13th century Venedotian statesman (died 1268)

Goronwy ab Ednyfed Fychan (c. 1210 – 17 October 1268) was distain to Llywelyn ap Gruffudd, king of Gwynedd.

==Early life and service to Llywelyn ap Gruffudd==
Goronwy was one of the sons of Ednyfed Fychan (died 1246), seneschal to Llywelyn the Great, Prince of Wales. Goronwy's mother, Gwenllian, was daughter of Rhys ap Gruffydd.

When Llywelyn ap Gruffudd (Llywelyn the Last) rose to power in the Kingdom of Gwynedd, he brought all three of Ednyfed's sons into his service. By 1258, Llywelyn had styled himself the Prince of Wales, the same year that Goronwy had been established as his seneschal. Goronwy continued in this role for the following ten years, during which time he was involved in a variety of negotiations with the Marcher Lords, with Richard, the Bishop of Bangor, and with several other Welsh princes. Goronwy led Llywelyn's troops as far south as Gwent to combat the Marcher Lords in February 1263. He died on 17 October 1268, and was remembered by Welsh chroniclers for his wisdom and integrity as well as his ability in arms.

It is possible that Goronwy's name appears in a list of witnesses to a contract of Llywelyn the Great as early as 1222. Thus it is likely that he had served as a court official together with his father before succeeding him as seneschal of Gwynedd on his death in 1246, or in the years between 1222 and 1258. A single source tells us that another son of Ednyfed, Gruffudd, was seneschal of Gwynedd from 1246 to 1256. Thus there is some doubt about the succession in that period.

It is known with certainty that he was a witness to documents relating to Gwynedd between 1258 and 1268, under Llywelyn ap Gruffudd. As seneschal, he led a powerful force together with Maredudd ap Rhys, Rhys Fychan, and Maredudd ab Owain of Deheubarth (blood relations to Goronwy) against the Normans of Gwent and the forces of the king of England there in March 1263. The last reference to him in official documents is as an arbitrator between Llywelyn ap Gruffudd and Gilbert de Clare after a raid by Llywelyn on Morgannwg; it is dated 27 September 1268.

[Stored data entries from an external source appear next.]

PR #86, opened 2017-11-03
the branch name is misleading as this branch is mostly about the user model 

kpaul:
i started on the user data model. 
framed in the user store but not fully implemented. 
finished up rename of domain model classes to be entity classes which is the real reason to check this in now, so that brian can help with the persisted grant store and not have a nasty merge

---
This change is [Reviewable](https://reviewable.io/reviews/healthcatalyst/fabric.identity/86)


kpaul:
just realized i forgot to add the new DbSets to the IIDentityDbContent interface. That is changed in the current branch i am working on

PR #88, opened 2017-11-04
added some basic scripts to run tests more easily.

michaelvidal24:
These scripts are designed to be run from the scripts directory. They basically mimic what the CI build and release pipeline do. 

You can run each script individually, or run the run-all-tests.sh script to run unit, integration and functional tests in one shot.

All the scripts except for the run-unit-tests.sh script take two parameters, one for the couchdb username and one for the couchdb password.

You'll need to have docker running, as we spin up couchdb and openldap for the integration tests as a container. For the functional tests we run couchdb, authorization and identity as containers. We build the identity container from the code in your dev environment.

---
This change is [Reviewable](https://reviewable.io/reviews/healthcatalyst/fabric.identity/88)

### DIFF
--- a/Fabric.Identity.API/scripts/run-all-tests.sh
+++ b/Fabric.Identity.API/scripts/run-all-tests.sh
@@ -1,0 +1,7 @@
+#!/bin/bash
+couchusername=$1
+couchpassword=$2
+
+./run-unit-tests.sh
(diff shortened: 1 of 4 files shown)


michaelvidal24:
It shouldn't need to be modified, since we will likely use integrated authentication, and we will provide a default server of localhost in the config.

PR #91, opened 2017-11-06
sql server user store implementation

kpaul:
still might need to adjust the entities a bit for FK's but the store implementation is done

---
This change is [Reviewable](https://reviewable.io/reviews/healthcatalyst/fabric.identity/91)

### DIFF
--- a/Fabric.Identity.API/Persistence/CouchDb/Stores/CouchDbUserStore.cs
+++ b/Fabric.Identity.API/Persistence/CouchDb/Stores/CouchDbUserStore.cs
@@ -18,7 +18,7 @@ namespace Fabric.Identity.API.Persistence.CouchDb.Stores
             _logger = logger;
         }
 
-        public async Task<User> FindBySubjectId(string subjectId)
+        public async Task<User> FindBySubjectIdAsync(string subjectId)
         {
             _logger.Debug($"finding user with subject id: {subjectId}");
             var user = await _documentDbService.GetDocuments<User>(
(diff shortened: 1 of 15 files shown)


Fabric.Identity.API/Persistence/CouchDb/Stores/CouchDbUserStore.cs
```diff
@@ -35,12 +35,12 @@ public CouchDbUserStore(IDocumentDbService documentDbService, ILogger logger)
             return user?.FirstOrDefault();
         }
 
-        public Task<IEnumerable<User>> GetUsersBySubjectId(IEnumerable<string> subjectIds)
+        public Task<IEnumerable<User>> GetUsersBySubjectIdAsync(IEnumerable<string> subjectIds)
```
michaelvidal24: Any reason these are not marked async, and we aren't using the await keyword?

michaelvidal24: Any reason this is not marked async, and we are not awaiting in the method? Is the _documentDbService.GetDocumentsById function not async?

Fabric.Identity.API/Persistence/CouchDb/Stores/CouchDbUserStore.cs
```diff
@@ -35,12 +35,12 @@ public CouchDbUserStore(IDocumentDbService documentDbService, ILogger logger)
...
         {
             return _documentDbService.GetDocumentsById<User>(subjectIds);
         }
 
-        public Task<User> AddUser(User user)
+        public Task<User> AddUserAsync(User user)
```
michaelvidal24: Same comment as above.

Fabric.Identity.API/Persistence/CouchDb/Stores/CouchDbUserStore.cs
kpaul: i just updated the method name and did not check this file to ensure it was marked async.

Fabric.Identity.API/Persistence/CouchDb/Stores/CouchDbUserStore.cs
kpaul: same comment as above.

PR #98, opened 2017-11-14
Added a bash script to queue a build from within another build, check…

michaelvidal24:
… its status and download the build artifacts when successfully completed.

---
This change is [Reviewable](https://reviewable.io/reviews/healthcatalyst/fabric.identity/98)

### DIFF
--- a/Fabric.Identity.API/scripts/queue-build.sh
+++ b/Fabric.Identity.API/scripts/queue-build.sh
@@ -1,0 +1,38 @@
+#!/bin/bash
+definitionId=$1
+queueBuildResponse=$(curl -X POST -H "Content-Type: application/json" -H "Authorization: Bearer $SYSTEM_ACCESSTOKEN" -d "{ \"definition\": { \"id\": $definitionId } }" https://healthcatalyst.visualstudio.com/DefaultCollection/Fabric/_apis/build/builds?api-version=2.0)
+echo $queueBuildResponse
+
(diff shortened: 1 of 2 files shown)


Fabric.Identity.API/scripts/queue-build.sh
```diff
@@ -0,0 +1,38 @@
...
+definitionId=$1
+queueBuildResponse=$(curl -X POST -H "Content-Type: application/json" -H "Authorization: Bearer $SYSTEM_ACCESSTOKEN" -d "{ \"definition\": { \"id\": $definitionId } }" https://healthcatalyst.visualstudio.com/DefaultCollection/Fabric/_apis/build/builds?api-version=2.0)
+echo $queueBuildResponse
+
+buildId=$(echo ${queueBuildResponse} | jq .id)
+echo "BuildId: $buildId"
+
+status="\"notStarted\""
+completedStatus="\"completed\""
+while [ "$status" != "$completedStatus" ]; do
```
bsmithvt: Are we always guaranteed a "completed" status eventually? Or do we want to put a limit on the number / time elapsed in this loop and fail the parent build once that limit is reached?

michaelvidal24: We'll have a timeout setting on the build task to terminate this step and fail the build if we for some reason don't get a "completed" status.

PR #104, opened 2017-11-27
added code to install the .net core windows server hosting bundle if not found

kpaul:
should we handle the situation where a different version is already installed?

---
This change is [Reviewable](https://reviewable.io/reviews/healthcatalyst/fabric.identity/104)

### DIFF
--- a/Fabric.Identity.API/scripts/Install-Identity-Windows.ps1
+++ b/Fabric.Identity.API/scripts/Install-Identity-Windows.ps1
@@ -102,10 +102,18 @@ if((Test-Path $zipPackage))
 }
 
 
-if(!(Test-Prerequisite '*.NET Core*Windows Server Hosting*' 1.1.30327.81))
+if(!(Test-Prerequisite-Exact '*.NET Core*Windows Server Hosting*' 1.1.30327.81))
 {
-    Write-Host ".NET Core Windows Server Hosting Bundle minimum version 1.1.30327.81 not installed...download and install from https://go.microsoft.com/fwlink/?linkid=844461. Halting installation."
-    exit 1
+   try{
+			Write-Host "Windows Server Hosting Bundle version 1.1.30327.81 not installed...installing version 1.1.30327.81"
+			Invoke-WebRequest -Uri https://go.microsoft.com/fwlink/?linkid=844461 -OutFile $env:Temp\bundle.exe
+			Start-Process $env:Temp\bundle.exe -Wait -ArgumentList '/quiet /install'
+			net stop was /y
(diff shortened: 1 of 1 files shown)


Fabric.Identity.API/scripts/Install-Identity-Windows.ps1
```diff
@@ -102,10 +102,27 @@ if((Test-Path $zipPackage))
...
-    exit 1
+    try{
+		Write-Host "Windows Server Hosting Bundle version 1.1.30327.81 not installed...installing version 1.1.30327.81"
+        Write-Host "downloading to:" $env:Temp
+		Invoke-WebRequest -Uri https://go.microsoft.com/fwlink/?linkid=844461 -OutFile $env:Temp\bundle.exe
+		Start-Process $env:Temp\bundle.exe -Wait -ArgumentList '/quiet /install'
+		net stop was /y
+		net start w3svc			
+	}catch{
+	    Write-Error "Could not install .NET Windows Server Hosting bundle. Please install the hosting bundle before proceeding. https://go.microsoft.com/fwlink/?linkid=844461"
```
michaelvidal24: Do we know if this error will halt the script? Sometimes certain exceptions don't cause powershell to stop, and in this case we want the script to stop so the user can resolve the reported error.

Fabric.Identity.API/scripts/Install-Identity-Windows.ps1
```diff
@@ -102,10 +102,27 @@ if((Test-Path $zipPackage))
 }
 
 
-if(!(Test-Prerequisite '*.NET Core*Windows Server Hosting*' 1.1.30327.81))
+if(!(Test-Prerequisite-Exact '*.NET Core*Windows Server Hosting*' 1.1.30327.81))
```
michaelvidal24: What happens if they have an earlier or later version installed? Are we able to halt the script and tell people what they need to do to resolve the issue?

kpaul: The script will fail with an error stating that a different version is installed. I should be able to add a message to the user to uninstall other versions.

Fabric.Identity.API/scripts/Install-Identity-Windows.ps1
kpaul: The next line that throws the exception will halt the script. I can make the script a little smarter to let the user know if there are other versions installed and if that is not the cause of the error than just display the error message without throwing the exception. I will use ErrorAction -Stop to halt the script

PR #113, opened 2017-11-29
added code to unlock anonymous and windows auth config sections

kpaul:
This change is [Reviewable](https://reviewable.io/reviews/healthcatalyst/fabric.identity/113)

### DIFF
--- a/Fabric.Identity.API/scripts/Install-Identity-Windows.ps1
+++ b/Fabric.Identity.API/scripts/Install-Identity-Windows.ps1
@@ -54,7 +54,13 @@ try{
 		Format-Table Id,Name,'Physical Path',Bindings -AutoSize
 
 	$selectedSiteId = Read-Host "Select a web site by Id:"
-	$selectedSite = $sites[$selectedSiteId - 1]
+
+	if($sites -is [array]){
+		$selectedSite = $sites[$selectedSiteId - 1]
+	}else{
+		$selectedSite = $sites
+	}
+
 	$webroot = $selectedSite.physicalPath
 	$siteName = $selectedSite.name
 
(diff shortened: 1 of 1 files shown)


Fabric.Identity.API/scripts/Install-Identity-Windows.ps1
```diff
@@ -22,6 +22,22 @@ function Test-RegistrationComplete($authUrl)
     return $false
 }
 
+function Unlock-ConfigurationSections(){
+    $assembly = [System.Reflection.Assembly]::LoadFrom("$env:systemroot\system32\inetsrv\Microsoft.Web.Administration.dll")
```
michaelvidal24: We already import the powershell WebAdministration module, are we able to adjust these configurations using that powershell module directly?

Fabric.Identity.API/scripts/Install-Identity-Windows.ps1
```diff
@@ -22,6 +22,22 @@ function Test-RegistrationComplete($authUrl)
...
+    
+    $section = $config.GetSection("system.webServer/security/authentication/anonymousAuthentication")
+    $section.OverrideMode = "Allow"    
+    Write-Host "Unlocked system.webServer/security/authentication/anonymousAuthentication"
+
+    $section = $config.GetSection("system.webServer/security/authentication/windowsAuthentication")
+    $section.OverrideMode = "Allow"    
+    Write-Host "Unlocked system.webServer/security/authentication/windowsAuthentication"
+    
+    $manager.CommitChanges()
```
michaelvidal24: What happens if the two sections are already unlocked, is an error thrown, or does it proceed silently? We would ultimately want to proceed silently since that wouldn't be a fatal error.

kpaul: if they are already unlocked it proceeds silently. no exception thrown

Fabric.Identity.API/scripts/Install-Identity-Windows.ps1
kpaul: ahh yeah. i think i can just move it below the import of the utilities script

PR #123, opened 2017-12-01
added ItemGroup section to publish files containing data and log moun…

bsmithvt:
…t points

---
This change is [Reviewable](https://reviewable.io/reviews/healthcatalyst/fabric.identity/123)


Fabric.Identity.SqlServer/Admin/MountPoints.sql
```diff
@@ -0,0 +1,20 @@
+﻿/*
+Do not change the database path or name variables.
+Any sqlcmd variables will be properly substituted during 
+build and deployment.
+*/
+
+ALTER DATABASE [$(DatabaseName)]
+    ADD FILE (NAME = [HCFabricIdentityData1File1], FILENAME = '$(FabricIdentityDataMountPoint)\HC$(DatabaseName)Data1File1.ndf', SIZE = 100 MB) TO FILEGROUP [HCFabricIdentityData1];
```
michaelvidal24: Let's check with some of our other teams to see if we should add a MAXSIZE and FILEGROWTH attributes here.

Fabric.Identity.SqlServer/Admin/MountPoints.sql
```diff
@@ -0,0 +1,20 @@
...
+
+GO
+
+ALTER DATABASE [$(DatabaseName)]
+    ADD LOG FILE (NAME = [HCFabricIdentityLogFile1], FILENAME = '$(FabricIdentityLogFileMountPoint)\HC$(DatabaseName)LogFile1.ldf', SIZE = 100 MB);
```
michaelvidal24: Same comment as above.

Fabric.Identity.SqlServer/Admin/MountPoints.sql
michaelvidal24: Do we also need an index file definition?

bsmithvt:
@scatmull, thanks for the feedback. We're using the same values as other database projects in the Core solution (IDEA, Metadata, etc.). Just want to confirm that we should indeed remove these defaults since they currently match existing databases.

scatmull:
You can leave it as is unless you know how to do it.  I looked at it briefly but could not find an obvious way to do it.

michaelvidal24:
@scatmull - To answer your question regarding concurrency, we run a performance test with 21 concurrent users with Identity installed on windows on top of a sql server database in our release pipeline which gets kicked off for each commit/merge to master.

PR #153, opened 2018-01-22
Ensure claims from 3rd party ID provider are pulled through.

michaelvidal24:
Fix up swagger URL when not running from the top level website.
Add config to disable Windows Auth when running in IIS.

---
This change is [Reviewable](https://reviewable.io/reviews/healthcatalyst/fabric.identity/153)

### DIFF
--- a/Fabric.Identity.API/Persistence/SqlServer/Stores/SqlServerUserStore.cs
+++ b/Fabric.Identity.API/Persistence/SqlServer/Stores/SqlServerUserStore.cs
@@ -1,8 +1,9 @@
 ﻿using System;
+using System.Collections.Concurrent;
 using System.Collections.Generic;
 using System.Linq;
+using System.Security.Claims;
 using System.Threading.Tasks;
-using Fabric.Identity.API.Persistence.SqlServer.EntityModels;
 using Fabric.Identity.API.Persistence.SqlServer.Services;
 using Microsoft.EntityFrameworkCore;
 using Fabric.Identity.API.Persistence.SqlServer.Mappers;
@@ -13,6 +14,7 @@ namespace Fabric.Identity.API.Persistence.SqlServer.Stores
     public class SqlServerUserStore : IUserStore
     {
         private readonly IIdentityDbContext _identityDbContext;
+        private static readonly ConcurrentDictionary<string, List<Claim>> UserClaims = new ConcurrentDictionary<string, List<Claim>>();
 
         public SqlServerUserStore(IIdentityDbContext identityDbContext)
         {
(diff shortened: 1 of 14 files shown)


michaelvidal24:
@kpaul, @bsmithvt - Can you guys take a look at my latest updates to this PR? I had to switch to persisting in the db to handle the scenario where the server restarted (thus clearing the ConcurrentDictionary) but the client still had a valid token and attempted to call the userinfo endpoint.

Fabric.Identity.API/Persistence/SqlServer/Stores/SqlServerUserStore.cs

Goronwy had land from his father in Anglesey, Arllechwedd and Ceredigion.

Goronwy died on St Luke's Eve, 17 October 1268, according to the Brut y Tywysogion:

"The following year Goronw son of Ednyfed, seneschal to the prince, died on the eve of St Luke the Evangelist, a man excellent in arms, generous with gifts, wise in counsel, loyal in deeds, and pleasant in words."

The bard Y Prydydd Bychan composed an elegy to him. The text is very incomplete and adds very little to our knowledge of him. Another bard, Bleddyn Fardd, composed another elegy to him, which refers to the raid on Gwent and the losses which followed. His death so soon after the hostilities in Gwent suggests that he was wounded there, but there is no proof of this.

==Legacy==
Goronwy began a lineage which came to include kings and queens of England. The name of his son Tudur Hen became the family surname. A second Tudur ap Goronwy was knighted by King Edward III of England; His name was passed down two further generations to Owain ap Maredudd ap Tudur, who anglicised it to become Owen Tudor. Owen was the grandfather of Henry Tudor, who became King Henry VII of England and founded the royal House of Tudor.